▶ Saved entries
PR #821, opened 2022-09-13
Update from GEOMAR: new FOCIOIFS version and FOCI auto tools

seb-wahl:
This contains the latest developments from GEOMAR. I merged the latest release into the GEOMAR branch, so I don't get why there is a "Can't automatically merge." message shown here. Anyways, what's new:
* FOCIOIFS V2.1 with new runoff mapper, and some other fixes
* FOCI compilation with auto tools. I put this in a while ago to have the same compile as in our old runtime environment. Not used in any production simulations at the moment.
* Improvements in GEOMAR's postprocessing and monitoring.


pgierz:
Resolved merge conflicts (stupid whitespace errors in commented out git status check during the run, which does not work yet.)

mandresm:
I'm updating the tests information with current release. This will take until tomorrow noon. Then we will be able to have a look at the tests here and see what really changed.

configs/components/oifs/oifs.yaml
```diff
@@ -203,6 +220,8 @@ read_icmcl: 0
 generate_namelist: 1
 ensemble: 0
 post_processing: 0
+use_ocean_currents: 0
+solarspectrum: 0
```
mandresm:
```suggestion
use_ocean_currents: False
solarspectrum: False
```

configs/components/oifs/oifs.yaml
```diff
@@ -761,6 +780,27 @@ choose_wam:
...
+        1:
+                add_namelist_changes:
+                        fort.4:
+                                NAEPHY:
+                                        LECURR: ".true."
+        0:
+                add_namelist_changes:
+                        fort.4:
+                                NAEPHY:
+                                        LECURR: ".false."
```
mandresm: This makes sure we use a boolean here on resolution of the `choose`.
```suggestion
        True:
                add_namelist_changes:
                        fort.4:
                                NAEPHY:
                                        LECURR: ".true."
        False:
                add_namelist_changes:
                        fort.4:
                                NAEPHY:
                                        LECURR: ".false."
```

configs/components/oifs/oifs.yaml
```diff
@@ -761,6 +780,27 @@ choose_wam:
...
+
+# For 43r3v2 we can choose solar spectrum
+#choose_solarspectrum: 
+#        1:
+#                add_namelist_changes:
+#                        fort.4:
+#                                NAERAD:  
+#                                        NSOLARSPECTRUM: 1
+
```
mandresm:
```suggestion
```

configs/components/oifs/oifs.yaml
```diff
@@ -856,6 +896,56 @@ choose_version:
                 add_outdata_files:
                         ICMUA: ICMUA
 
+
+# If 1, use Coddington spectrum which reduced stratospheric warm bias
+# Only available in 43r3-v2
+choose_solarspectrum:
+        1:
```
mandresm:
```suggestion
        True:
```

configs/components/oifs/oifs.yaml
```diff
@@ -193,6 +209,7 @@ nlev: ${levels_number}
 prepifs_expid: gu5a
 prepifs_startdate: 19820101
 mip: "cmip5"
+o3_scheme: "cmip6"
```
mandresm: Wouldn't it be better that this is set to `null` and to specify the scenario from the yaml of FOCI? In this way we don't interfere with the AWICM3 configuration, which is mostly based on getting the namelist with most of the predefined parameters.

configs/components/oifs/oifs.yaml
mandresm: @JanStreffing, did you deleted this on the past? Any comments?

configs/components/oifs/oifs.yaml
```diff
@@ -761,6 +780,27 @@ choose_wam:
 # OTHER CONFIGS AND SWITCHES
 #======================================================================================
 
+# For coupled setups we can use ocean currents
+choose_use_ocean_currents:
+        1:
```
mandresm:
```suggestion
        True:
```

configs/components/oifs/oifs.yaml
```diff
@@ -761,6 +780,27 @@ choose_wam:
...
+                add_namelist_changes:
+                        fort.4:
+                                NAEPHY:
+                                        LECURR: ".true."
+        0:
```
mandresm:
```suggestion
        False:
```

mandresm (changes requested):

seb-wahl (commented):
Accepted all of Miguels suggestions.

configs/components/oifs/oifs.yaml
seb-wahl: `o3_scheme: "cmip6"` is the default. Joakim added the new option `cariolle`. So setting `"cmip6"` here is required to be backward compatible.

mandresm: This option adds the changes to the tested `fort.4` in AWICM3, for example https://github.com/esm-tools/esm_tools/actions/runs/3134531104/jobs/5089180243#step:8:1023

I think we need the input from @JanStreffing, in any case, if this is a problem in the end, it's as simple as defining `o3_scheme: null` and setting it `o3_scheme: cmip6` as default in `foci-oifs.yaml`

configs/components/oifs/oifs.yaml
```diff
@@ -856,6 +887,56 @@ choose_version:
...
+                        fort.4:
+                                NAMGFL:
+                                        YO3_NL%LGP: '.true.'
+                                NAEPHY:
+                                        LEO3CH: '.true.'
+                                NAERAD:
+                                        LEPO3RA: '.true.' # use progn O3 in radiation
+                                        LCMIP6O3: '.true.'                                        
+                                        NGHGRAD: 20       # overwrite O3 by progn O3
+
```
mandresm: Hi @joakimkjellsson and @JanStreffing,

This is the last conflict missing a resolution in the merging of `geomar` branch into `release`, and the only that is not straight forward to solve. The problem is the next: AWI-CM3 setups make extensive use of different namelists templates to handle most of the namelists variables, while GEOMAR models use switches in combination with `namelist_changes`. The conflicts occur with the extra switches added to this PR: `use_ocean_currents`, `solarspectrum` and `o3_scheme`.

For both, `solarspectrum` and `o3_scheme` the problem posed for AWI-CM3 is not sever as setting the selector variables to `null` or empty will mean no case of the `choose_` is met. However, for `use_ocean_currents`, `null` and `false` will lead to modifications on the namelists, and this will result in unwanted changes on the namelists for AWI-CM3.

My suggestion here is that, for maximum security and compatibility, we put all of these switches (`use_ocean_currents`, `solarspectrum` and `o3_scheme`) inside a new switch `choose_extra_switches`, and make `extra_switches: false` for AWI-CM3, so that the inner choose_ blocks are never reached by AWI-CM3. What do you guys think about this idea?

Please, let me know if you'd like to have a short meeting about this, if you think this cannot be resolved on GitHub.

Any other ideas?

Would you like to have the `extra_switches` into a `further_reading` for keeping the `oifs.yaml` cleaner, or have them in the `oifs.yaml` as a more explicit approach?

mandresm (changes requested):

configs/components/oifs/oifs.yaml
JanStreffing: Could the problem be solved by setting `use_ocean_currents: true` for the AWI-CM3 versions that currently use default templates where the ocean current coupling is turned on? (v3.1 and master)

joakimkjellsson: Hm, maybe we should have a chat about this. I've been unsure how to deal with "solarspectrum" myself since it only works for OpenIFS 43r3v2 (the namelist variable does not exist in v1). 

My thoughts are: 
1) I don't like the idea of namelist templates, and I thought the whole point with ESM-Tools would be to use one single template, and then control everything via switches. 
We use templates for the xml files in XIOS (since switches don't work) and it's really terrible! 

2) I've tried to make it so that setting any of these switches to "default" or "0" or "no" would give you the default OpenIFS behaviour. For example: Unless you set use_ocean_currents, it will be "0", which makes "LECURR = false" and ocean surface velocity never goes into the computation of surface wind stress, as is ECMWF default. Similarly "o3_scheme: default" gives you ECMWF default behaviour (which is not CMIP compatible). 

Let's have a chat about this. Friday 7th at 9am? 

Best wishes
Joakim

mandresm: Hi Joakim, that time would work for me.

seb-wahl: Same here. I'm available Friday at 9am. Let's hope that @JanStreffing has time too.

configs/components/oifs/oifs.yaml
```diff
@@ -856,6 +887,56 @@ choose_version:
...
+# There are two different O3 concentrations in OpenIFS:
+# One is used for output, and one that is used by radiation scheme
+# By default, the two are NOT the same. 
+# By default, prognostic O3 from the Cariolle scheme is written to output
+# but climatology is used by radiation scheme
+# 
+# Here the scheme can be changed in two ways:
+# cmip6: Use O3 from CMIP6 (input4MIP) for picontrol, historical or scenarios
+# cariolle: Use the prognostic O3 from Cariolle in radiation
+choose_o3_scheme:
```
mandresm, line 896: Add a default option:
```yaml
               add_namelist_changes:
                        fort.4:
                                NAERAD:
                                        NGHGRAD: 21
```

mandresm: `oifs.yaml` -> `o3_scheme: "default"`

configs/components/oifs/oifs.yaml
```diff
@@ -761,6 +780,18 @@ choose_wam:
...
+        True:
+                add_namelist_changes:
+                        fort.4:
+                                NAEPHY:
+                                        LECURR: ".true."
+        False:
+                add_namelist_changes:
+                        fort.4:
+                                NAEPHY:
+                                        LECURR: ".false."
```
mandresm: Move it to `focioifs.yaml`.

mandresm (changes requested):

JanStreffing (approved):

mandresm:
Hi @JanStreffing, I guess it could be resolved that way too. Would you prefer that (i.e. leave the `choose_use_oceancurrents` in `oifs.yaml` and set `use_oceancurrents: true` in the `awicm3.yaml` inside the `master` and `v3.1` cases)?

configs/components/oifs/oifs.yaml
```diff
@@ -856,6 +875,61 @@ choose_version:
...
+#
+# Here the scheme can be changed in two ways:
+# cmip6: Use O3 from CMIP6 (input4MIP) for picontrol, historical or scenarios
+# cariolle: Use the prognostic O3 from Cariolle in radiation
+choose_o3_scheme:
+        default:
+                add_namelist_changes:
+                        fort.4:
+                                NAERAD:
+                                        NGHGRAD: 21
```
mandresm, line 901: @JanStreffing: This is adding to the `fort.4` `NGHGRAD: 21` for `AWICM3` simulations that did not have this parameter (`v3.0`, `v3.1`, `frontiers-xios`). If that's okay we can leave it as it is. If it's not okay, we will need to set `o3_scheme: null` in `awicm3.yaml`, so that none of this cases are selected.

mandresm: You can see the changes in the `fort.4` in the work folder: https://github.com/esm-tools/esm_tools/actions/runs/3203196145/jobs/5232999271#step:8:666

mandresm: The default value in the source code it's 21 anyway, so we will keep the default configuration as it currently is.

mandresm:
#approve-changes

mandresm (approved):

mandresm:
#bump #minor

▶ WHAT YOU WILL DO
Within the entries above, find each line where "joakimkjellsson" appears; copy every one.

▶ RESULT FOR THIS EXERCISE
mandresm: Hi @joakimkjellsson and @JanStreffing,
joakimkjellsson: Hm, maybe we should have a chat about this. I've been unsure how to deal with "solarspectrum" myself since it only works for OpenIFS 43r3v2 (the namelist variable does not exist in v1). 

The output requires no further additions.